(Collected data)
╔══
PR #423, opened 2016-06-10
Apply matcher reject property in http proxy

### LINKED ISSUE #422: Proxy does not apply matchers reject property
Compare

https://github.com/mapfish/mapfish-print/blob/18dc2936cda8241d6dd18a0251822134a126f0ec/core/src/main/java/org/mapfish/print/http/HttpCredential.java#L98:L105

to 

https://github.com/mapfish/mapfish-print/blob/18dc2936cda8241d6dd18a0251822134a126f0ec/core/src/main/java/org/mapfish/print/processor/http/matcher/UriMatchers.java#L34:L50

Matcher reject property is not applied in HttpCredentials as in UriMatchers

This is blocking to use a proxy for external request only (not localhost).

arnaud-morvan:
Fix #422

### DIFF
--- a/core/src/main/java/org/mapfish/print/http/HttpCredential.java
+++ b/core/src/main/java/org/mapfish/print/http/HttpCredential.java
@@ -1,14 +1,13 @@
 package org.mapfish.print.http;
 
-import com.google.common.collect.Lists;
 import org.apache.http.auth.AuthScope;
 import org.apache.http.auth.Credentials;
 import org.apache.http.auth.UsernamePasswordCredentials;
╚══
### EXERCISE OBJECTIVE
All the records, from start to finish, are to be repeated exactly.

### ANSWER TO THIS TASK
PR #423, opened 2016-06-10
Apply matcher reject property in http proxy

### LINKED ISSUE #422: Proxy does not apply matchers reject property
Compare

https://github.com/mapfish/mapfish-print/blob/18dc2936cda8241d6dd18a0251822134a126f0ec/core/src/main/java/org/mapfish/print/http/HttpCredential.java#L98:L105

to 

https://github.com/mapfish/mapfish-print/blob/18dc2936cda8241d6dd18a0251822134a126f0ec/core/src/main/java/org/mapfish/print/processor/http/matcher/UriMatchers.java#L34:L50

Matcher reject property is not applied in HttpCredentials as in UriMatchers

This is blocking to use a proxy for external request only (not localhost).

arnaud-morvan:
Fix #422

### DIFF
--- a/core/src/main/java/org/mapfish/print/http/HttpCredential.java
+++ b/core/src/main/java/org/mapfish/print/http/HttpCredential.java
@@ -1,14 +1,13 @@
 package org.mapfish.print.http;
 
-import com.google.common.collect.Lists;
 import org.apache.http.auth.AuthScope;
 import org.apache.http.auth.Credentials;
 import org.apache.http.auth.UsernamePasswordCredentials;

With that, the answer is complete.